Please note that at the time of writing this blog, the code referenced in the paper has not been audited and is not recommended for production use.
Wrapping up
Threshold signing is easy when signing is linear in the secret: split the key into pieces that add up, everyone does their part, you add up the result. This is how both BLS and Schnorr work, and so, on paper, does ML-DSA, its response z = mask + challenge × secret is linear.
What makes ML-DSA hard isn't the linear algebra, it's the rejection sampling. To keep signatures small, ML-DSA can't publish every z, it has to bin the ones that would leak the key. On your own that's trivial: you check in private and the binned attempts are never seen. Split across a group it isn't, because the throw-away decision is about the combined z, and you can't judge the total without each signer revealing their piece first. The decision needs the total; the total needs the reveal; the reveal is a leak.

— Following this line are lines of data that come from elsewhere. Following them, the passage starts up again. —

PR #377, opened 2016-06-23
Revise SE-0077 according to the rationale

Anton3:
No ready to merge right now, because naming issues are not resolved.
Plus, opinions on chosen precedence group syntax are still incoming.

### DIFF
--- a/proposals/0077-operator-precedence.md
+++ b/proposals/0077-operator-precedence.md
@@ -5,6 +5,11 @@
 * Status: **Under revision** ([Rationale](#rationale))
 * Review manager: [Joe Groff](http://github.com/jckarter)
 
+**Revision history**
+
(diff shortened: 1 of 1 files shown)


lattner:
@Anton3 I think it is ready to merge now, the bike shedding on the names can be specifically cited as something that needs more discussion, which can be done in the review #2 thread.  Sound ok?

Anton3:
@lattner Ready to merge.

lattner:
Great, I'll schedule it for next week, thanks again!

lattner:
Oh, actually @jckarter took over review managerizing it.  Joe, do you want to schedule it, or should I?

jckarter:
I wanted to wait until @dabrahams and @gribozavr had a chance to review the proposed names.

jckarter:
Thanks for the revision @Anton3!

PR #381, opened 2016-06-25
Added literal syntax protocols proposal

anandabits:


anandabits:
@dabrahams Are there any changes you would like to see to this before we put it up for review?

dabrahams:
Well, I feel that the alternatives section legitimizes an existing misunderstanding of what these protocols mean.  What is cited as "the best explanation of the potential confusion” is complaining that the names are accurate and descriptive!  Also, it leaves out the two alternatives discussed that are actually accurate and *more* descriptive, `XXXLiteralExpressible` and `ExpressibleAsXXXLiteral`.  I might even prefer the latter pattern.  But it’s your proposal ;-)

anandabits:
Thanks for catching that @dabrahams.  It was written before you provided the explanation of why it was inaccurate.  I updated it to reflect the later discussion.  

It is my proposal, but I want it to be accurate and to propose what you feel is the best solution.  If you like `XXXLiteralExpressible` or `ExpressibleAsXXXLiteral` better than `XXXLiteral` I will make one of those the proposed solution rather than an alternative.  Let me know what you prefer.

DevAndArtist:
@anandabits you may consider to add `Syntax.Literal.*Protocol` version.

This is safe to use and actually does work.
```swift
func f<T: IntegerLiteralConvertible>() -> T {
    return T(integerLiteral: 43 as! T.IntegerLiteralType)
}
```

Proof: 

Literal magic

anandabits:
@DevAndArtist I don't want to include every alternative mentioned during discussion in the proposal (there have been too many to list them all).  But since you are specifically requesting this one I have added it.

dabrahams:
on Fri Jul 01 2016, Matthew Johnson <notifications-AT-github.com> wrote:

> Thanks for catching that @dabrahams.  It was written before you
> provided the explanation of why it was inaccurate.  I updated it to
> reflect the later discussion.
>
> It is my proposal, but I want it to be accurate and to propose what
> you feel is the best solution.  If you like `XXXLiteralExpressible` or
> `ExpressibleAsXXXLiteral` better than `XXXLiteral` I will make one of
> those the proposed solution rather than an alternative.  Let me know
> what you prefer.

Frankly I'm ambivalent.  The tricky `Syntax.` namespace prefix becomes
superflous and verbose IMO with `ExpressibleAsXXXLiteral`.  Do we want
to namespace these things or do we want the most English-sounding usage?

Should we go with `ExpressibleAs.XXXLiteral`? <0.25 wink>

-- 
Dave

anandabits:
I'm ambivalent as well.  Since we both feel that way, maybe we should just put it up for review as-is and you can work with the core team on making a final decision regarding the name we go with after the review completes.  How does that sound?

dabrahams:
Dang I hit the wrong button. Reopened.

anandabits:
@dabrahams you got it!

dabrahams:
OK, we’ve banished our ambivalence, and I’m sorry to say I’d like to invert the proposal.  We strongly believe that `ExpressibleAs*Literal`, without the `Syntax` namespace, is the right answer.  Would you mind doing the honors… again?

anandabits:
Lol, no problem.  Better to decide on a preferred name before the review starts! :)  

Awaiting further feedback...

DevAndArtist:
@anandabits If the `Syntax` namespace is the wrong way to go, I'd appreciate if you also could invert my suggestion from `Syntax.Literal.*Protocol` to `Literal.*Protocol`

anandabits:
@DevAndArtist so you want protocols with `*Protocol` naming scheme inside a `Literal` namespace?

DevAndArtist:
@anandabits that's correct. That was one of my very first suggestions in the evolution thread. `Literal.IntegerProtocol` etc.

lattner:
@dabrahams let me know when you think this is ready to merge and kick off.

anandabits:
@DevAndArtist your requested change has been made

dabrahams:
@lattner we’re good to go

lattner:
The proposal still has this in it, this doesn't seem right:

This namespace will initially be implemented using a case-less enum, but this detail may change in the future if submodules or namespaces are added to Swift. Swift does not currently allow protocols to be declared inside the scope of a type. In order to work around this limitation the protocols themselves will be declared using underscore-prefixed names internal to the standard library. Typealiases inside the Syntax enum will declare the names intended to be visible to user code.

lattner:
Should I drop that paragraph?

anandabits:
@lattner good catch.  Not sure how I missed that when we changed it.  Feel free to drop it, or let me know if you want me to do it.

lattner:
Thanks, I removed it in 4fc7d46

PR #385, opened 2016-06-28
Adding optional Array subscripts to 'commonly proposed' list

austinzheng:
@dabrahams


DougGregor:
Looks great, thanks!

brentdax:
Sorry to reply late, but I think it might be a good idea to say that adding *separate* Optional-returning subscripts has not been seriously proposed or evaluated yet, but is out of scope for the current phase of the Swift evolution process.

dabrahams:
@brentdax, if there's something you want to add, please submit a PR for the change so we can evaluate your exact proposed wording.

PR #389, opened 2016-06-29
Rewriting SE-0108 based on Doug Gregor's feedback

austinzheng:
@DougGregor @lattner 

Let me know if you'd like any last-minute corrections or amendments before this goes in!


DougGregor:
This looks great, thank you!

PR #393, opened 2016-06-29
Change copy based on Chris' feedback

austinzheng:
@lattner


marcusrossel:
I really like this proposal! I've had problem's with this several times, and never found it to be consistent.

lattner:
Thanks!

PR #395, opened 2016-06-30
Move SE-0067 to "Implemented"

ultramiraculous:
I think this was completed here? -> https://github.com/apple/swift/pull/2453


stephentyrone:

The solution proposed by Celi, del Pino, Espitau, Niot and Prest, is to make sure every piece is already safe by the time it is revealed. Give each signer a short piece of the key it owns outright, so it can run the rejection sampling on its own piece in private then check only the size of the combined signature in the open which is the correctness check, done globally, on pieces that are already safe. They also propose a better-shaped safe zone and a batch of parallel attempts keep the success rate up, and a little noise on each commitment makes the one unavoidable early reveal safe too.
The result is a standard ML-DSA signature; same size, same verifier that can't tell it from one a single signer produced, created by a group where no one ever held the whole key, and secure even if all but one of them is compromised.
There's plenty this post skipped; the distributed key generation, retrofitting existing keys, the exact rejection geometry, the security proof. It's all in the paper.
*yes, yes it's more complex in reality.